The editorial, filled with inflammatory language quickly added, “But it’s a start.” The Pulse shooting was almost three years ago.

The proposed amendment defines “assault weapon” as “any semiautomatic rifle or shotgun capable of holding more than ten (10) rounds of ammunition at once, either in a fixed or detachable magazine, or any other ammunition feeding device.”

That would appear to include any .22-caliber rimfire sporting rifle that can accept an after-market 15- or 25-round magazine.

But in an effort to push the amendment, Christine Leinonen, mother of a Pulse victim, was quoted by the Orlando Sentinel stating erroneously, “The Second Amendment says guns should be well regulated.”

But that’s not what the Second Amendment says. The Second Amendment says the militia should be “well-regulated,” which in those days translated to well-trained. Here is the wording:

“A well regulated Militia, being necessary to the security of a free State, the right of the people to keep and bear Arms, shall not be infringed.”

Leinonen completely ignored the most important clause of the amendment, the part that says “shall not be infringed.”

A state constitutional amendment that bans an entire class of firearms is considered by rights activists to be an infringement, especially when the type of firearm is the most popular rifle in America, and is in common use across the map for hunting, target shooting, home defense, predator control and competition.

The proposed amendment now has reportedly gathered enough signatures to qualify for a constitutional review.
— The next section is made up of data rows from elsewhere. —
PR #957, opened 2017-01-16
feature: add client SSL certificiate support

detailyang:

@agentzh This feature is talked at  [openresty/issues/222](https://github.com/openresty/openresty/issues/222) and be listed in [TODO](https://github.com/openresty/lua-nginx-module#todo) list

Now I just add the api and tests but lack document. When we think it can be merged to master, i will supplement the api usage later.

Please help me review this PR, many thanks :grin:


t/129-ssl-socket.t
```diff
@@ -2618,3 +2676,410 @@ qr/\[error\] .* ngx.socket sslhandshake: expecting 1 ~ 5 arguments \(including t
 --- no_error_log
 [alert]
 --- timeout: 5
+
+
+
+=== TEST 33: setsslcert, too many arguments
```
agentzh: These new tests should go to a separate test file. This `129-ssl-socket.t` file is already quite large.

t/129-ssl-socket.t
```diff
@@ -2618,3 +2676,410 @@ qr/\[error\] .* ngx.socket sslhandshake: expecting 1 ~ 5 arguments \(including t
...
+                return content
+            end
+
+            local sock = ngx.socket.tcp()
+            sock:settimeout(3000)
+
+            local cert = read_file("$TEST_NGINX_HTML_DIR/client.crt")
+            local key = read_file("$TEST_NGINX_HTML_DIR/client.unsecure.key")
+
+            local ok, err = sock:setsslcert(cert, key)
```
agentzh: I'm thinking about a different Lua API than this. Loading the raw certificates upon every SSL cosocket is quite expensive and the client-side certificates tend to be reused over and over again. I think we can introduce an opaque SSL ctx object that loads the certificates only once and for each new SSL cosocket, we just feed the SSL ctx object to it directly. Other custom SSL configurations added in the future can be configured in a similar way. What do you think?

t/129-ssl-socket.t
detailyang: well, how about 151-ssl-client-setcert.t?

t/129-ssl-socket.t
detailyang: @agentzh I agree ` Loading the raw certificates upon every SSL cosocket is quite expensive and the client-side certificates tend to be reused over and over again.` So how about the new directive `lua_ssl_client_key` and `lua_ssl_client_certificate` to feed  SSL ctx object to it directly? Also can we provide this Lua API to allow user to set different certificates on the fly?

So sorry to long time  reply:(

detailyang:
@agentzh so sorry to reply.

I know you are thinking a different Lua API.  Can you explain to me what's the different Lua API so that to change this codebase? Now I have enough time to follow your minds.

By the way, happy new year 2017:)

agentzh:
@detailyang I'm not exactly sure at this point. Maybe something like this?

```lua
local ssl = require "ngx.ssl"
local ctx = ssl.create_ctx{
    client_certificate = "pem-data",
}

-- we can cache the ctx object in a cache like lua-resty-lrucache

local sock = ngx.socket.tcp()
local ok, err = sock:setsslctx(ctx)
sock:sslhandshake(...)
```

@lziest @ghedo @doujiang24 What do you think?

detailyang:
@agentzh well, it looks like not bad. I will attempt to implement it in localhost

src/ngx_http_lua_ssl.c
```diff
@@ -34,4 +33,112 @@ ngx_http_lua_ssl_init(ngx_log_t *log)
...
+    if (cbio == NULL) {
+        ngx_ssl_error(NGX_LOG_ERR, log, 0, "BIO_new_mem_buf() failed");
+        goto done;
+    }
+
+    /*
+    * Reading the PEM-formatted certificate from memory into an X509
+    */
+
+    x509 = PEM_read_bio_X509(cbio, NULL, 0, NULL);
```
ghedo: Given that we already have PEM (and DER) parsing functions, should users maybe use those and pass the already parsed chain to this function?

ghedo:
@agentzh yes, that looks better, since it would avoid setting the certificate for the global SSL_CTX (so other SSLs would get the same configuration). An alternative API would be having a `ngx_http_lua_socket_tcp_sslhandshake_with_ctx()` which would be passed an ctx explicitly, and then reimplement `ngx_http_lua_socket_tcp_sslhandshake()` so that it would only call that. Would still need something to create the SSL_CTX in the first place.

src/ngx_http_lua_ssl.c
```diff
@@ -34,4 +33,112 @@ ngx_http_lua_ssl_init(ngx_log_t *log)
...
+        goto done;
+    }
+
+    pbio = BIO_new_mem_buf((char *)priv_key->data, priv_key->len);
+    if (pbio == NULL) {
+        ngx_ssl_error(NGX_LOG_ERR, log, 0, "BIO_new_mem_buf() failed");
+        goto done;
+    }
+
+    pkey = PEM_read_bio_PrivateKey(pbio, NULL,
```
ghedo: As above. We don't yet support parsing keys with passwords, but that should be added to the existing API instead IMO, so it would be more generally useful (or better yet, add an additional function (e.g. `ngx_http_lua_ffi_parse_pem_priv_key_with_password()`) to do just that.

t/129-ssl-socket.t
ghedo: Should be fine.

src/ngx_http_lua_ssl.c
ghedo: Also, I think this should be a separate PR, so this one would get smaller and easier to review.

t/129-ssl-socket.t
ghedo: I understand the loading part that @agentzh as actually parsing the certificates (which would be solved by re-using the existing API as I already commented).

However I also think that adding the certificate to the "global" SSL_CTX is wrong, since that would affect any other SSL objects created from it (past and present), so having an API to create a new SSL_CTX and apply configurations to it would be best.

agentzh:
@ghedo Agreed :)

detailyang:
@ghedo @agentzh Thanks for yours eager suggestion. I guess I need more time to finish this feature (so sorry for my level). So just want to  finish these easy parts pointed by @ghedo (parsing the private key with password), then do other parts.

I wil create another PR to add the existing API (ngx_http_lua_ffi_parse_pem_priv_key) or creating additional api (ngx_http_lua_ffi_parse_pem_priv_key_with_password)  for parsing the private key with password.

What do you thinks of this?

src/ngx_http_lua_ssl.c
detailyang: Yesterday I have try to reuse the already parsed chain. Finally I have found these data is type of Luajit's cdata and we cannot reference these data in Lua CFunction.:(

detailyang:
@agentzh 

These days I have try to implement the api like what you said:

```

local ssl = require "ngx.ssl"
local ctx = ssl.create_ctx{
    client_certificate = "pem-data",
}

```

The first version  I try to use Luajit FFI to implement this, But I found the Luajit cdata cannot be used in Lua cfunction `ngx_http_lua_socket_tcp_sslhandshake `. So I eliminated this way.

The second version I try to use Lua CFunction to implement this as the following:

```
local ssl_ctx = ngx.ssl.create_ctx({
    client_certificate = "pem-data",
})

```

The API `ngx.ssl.create_ctx` return the userdata point to the `SSL_CTX *`. To reuse the API `ngx_int_t ngx_ssl_create_connection(ngx_ssl_t *ssl, ngx_connection_t *c, ngx_uint_t flags)`  in `ngx_http_lua_socket_tcp_sslhandshake`, these are two ways to get the `ngx_ssl_t` as the following:
 
# Reuse u->conf->ssl

```

// if we have custom ssl_ctx
saved_ssl_ctx = u->conf->ssl->ctx;
// replace the u->conf->ssl ctx
u->conf->ssl->ctx = custom_ssl_ctx;

if (ngx_ssl_create_connection(u->conf->ssl, c,
                              NGX_SSL_BUFFER|NGX_SSL_CLIENT)
    != NGX_OK)
{
    // restore the ssl ctx
    u->conf->ssl->ctx = saved_ssl_ctx;
    lua_pushnil(L);
    lua_pushliteral(L, "failed to create ssl connection");
    return 2;
}

// restore the ssl ctx
u->conf->ssl->ctx = saved_ssl_ctx;

```

# Create ngx_ssl_t on stack

```

// if we have custom ssl_ctx

ngx_ssl_t ssl;
ssl.buffer_size = u->conf->ssl->buffer_size;
ssl.log = u->conf->ssl->log;
ssl.ctx = custom_ssl_ctx;

if (ngx_ssl_create_connection(&ssl, c,
                              NGX_SSL_BUFFER|NGX_SSL_CLIENT)
    != NGX_OK)
{
    lua_pushnil(L);
    lua_pushliteral(L, "failed to create ssl connection");
    return 2;
}

```
 
# Create ngx_ssl_t on heap by lua_newuserdata

```

```

 I have to create the `ngx_ssl_t`. So I can choose to the `ngx_ssl_t` on the heap or stack as the following:

1. stack:

detailyang:
@agentzh @lziest @ghedo


Hello, guys. I have successfully run a demo for Lua API to feed `SSL Secure Context` Object. For reduce waste yours time to review, I wish we can agree on the Lua API design.

Recently I I have try to  implement two versions Lua API to feed `SSL_CTX*` object as the following:

1. userdata version
```lua
local ctx = ngx.ssl.create_ctx{
    client_certificate = "pem-data",
}

-- we can cache the ctx object in a cache like lua-resty-lrucache

local sock = ngx.socket.tcp()
local ok, err = sock:setsslctx(ctx)
sock:sslhandshake(...)
```

This version `ssl.create_ctx` will return `Userdata` from Lua stack, it is enough. But if we want to feed more arguments to `SSL_CTX *` in future,  we will have to add more option for  `options table`   and the `create_ctx` CFunction will become more and more large.


2. table version like ngx.socket.tcp

```lua
local ctx = ngx.ssl.ctx()
local ok, err = ctx:init({
    method = 'xxx', -- the openssl protocol methods
    cert = 'xxx', -- cert chains in PEM format 
    key = 'xxx', --  private keys in PEM format
    cacert = 'xxx'  -- the trusted CA certificates
})

if not ok then
    return error("init ssl ctx error: " .. err)
end

-- we can cache the ctx table in a cache like lua-resty-lrucache

local sock = ngx.socket.tcp()
local ok, err = sock:setsslctx(ctx)
sock:sslhandshake(...)
```

This version `ssl.create_ctx` will return `Table` from Lua stack, it wraps `SSL_CTX *` to table. This is more extended. If we want to feed more arguments to `SSL_CTX *`, we just add new CFunction to ctx table metatable like the following:

```lua
local ctx = ngx.ssl.ctx()
local ok, err = ctx:init({
    method = 'xxx', -- the openssl protocol methods default SSLv23_method
    cert = 'xxx', -- cert chains in PEM format 
    key = 'xxx', --  private keys in PEM format
    cacert = 'xxx' -- the trusted CA certificates in PEM format
})

if not ok then
    return error("init ssl ctx error: " .. err)
end

--we can add more api in future as the following

ctx:set_key()
ctx:set_cert()
ctx:add_cacert()
ctx:add_crl()
ctx:set_ciphres()
ctx:set_ecdhcurve()
ctx:set_dhparam()

```

Also I refer to the [Node.js JS API Design](https://nodejs.org/api/tls.html#tls_tls_createsecurecontext_options) and [Node.js C++ API Design](https://github.com/nodejs/node/blob/master/src/node_crypto.cc#278) as a guide to our Lua API.


Which one is better? Need yours feedback and  let us make a choice :D

detailyang:
Ping @agentzh @thibaultcha  @lziest @ghedo. Can you have a look at the above, If you are free now. Thanks :D

agentzh:
@detailyang Sorry for the delay on my side. Been massively distracted. Regarding the API design, I don't quite like the `ctx.init()` syntax. It should be in the `ngx.ssl` module of lua-resty-core. As I've demonstrated before:

```lua
local ssl = require "ngx.ssl"
local ctx = ssl.create_ctx{
    client_certificate = "pem-data",
}

-- we can cache the ctx object in a cache like lua-resty-lrucache

local sock = ngx.socket.tcp()
local ok, err = sock:setsslctx(ctx)
sock:sslhandshake(...)
```

But yeah, we'll have to implement the `setsslctx` function atop FFI instead of as a CFunction.

The `ctx` data returned by `ssl.create_ctx()` is an opaque pointer as an FFI cdata object.

detailyang:
@agentzh Thanks for reply me. I have  try to implement the `setsslctx` function atop FFI. But I'm failed because the `tcp:sslhandshake` is the CFunction. I'm confused that how can we pass the `ctx` cdata to `tcp:sslhandshake` CFunction. Can you Give me a little hint ?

That was an important first step for Ban Assault Weapons NOW!, described as a “gun reform group” by Creative Living in Tampa.

But that’s gun prohibition, not reform, regardless of the label, according to rights activists. And, as the Sun-Sentinel editorial noted, anti-gunners have a major hurdle still to overcome. They need 766,200 verified voter signatures in order to qualify for a spot on the ballot in November 2020, and this is a signal for Florida gun owners to pay attention to history at the far corner of the national map.

Last year, gun prohibitionists pushed through Initiative 1639 in Washington State that, among other things, invented a definition for the so-called “semiautomatic assault rifle,” a gun that veteran Spokane County Sheriff Ozzie Knezovich said in an interview earlier this year doesn’t really exist.

That measure passed because wealthy anti-gunners dumped millions of dollars into the campaign, and too many gun owners didn’t vote. Also, Knezovich said many voters in his county supported the measure mistakenly believing it was a school safety proposal when it actually creates among the most restrictive gun control laws in the nation.

Washington gun owners are supporting a federal lawsuit challenging provisions of the initiative. That lawsuit was filed by the Second Amendment Foundation and National Rifle Association.